• RECORDS FOR THIS EXERCISE:
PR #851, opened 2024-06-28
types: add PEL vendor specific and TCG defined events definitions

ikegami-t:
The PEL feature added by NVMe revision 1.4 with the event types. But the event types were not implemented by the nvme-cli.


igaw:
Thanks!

• TASK ITEM: Print exactly the lines from the one containing "types: add PEL" through the last line of the records above, both included.

• SOLUTION TO THE PROBLEM:
types: add PEL vendor specific and TCG defined events definitions

ikegami-t:
The PEL feature added by NVMe revision 1.4 with the event types. But the event types were not implemented by the nvme-cli.


igaw:
Thanks!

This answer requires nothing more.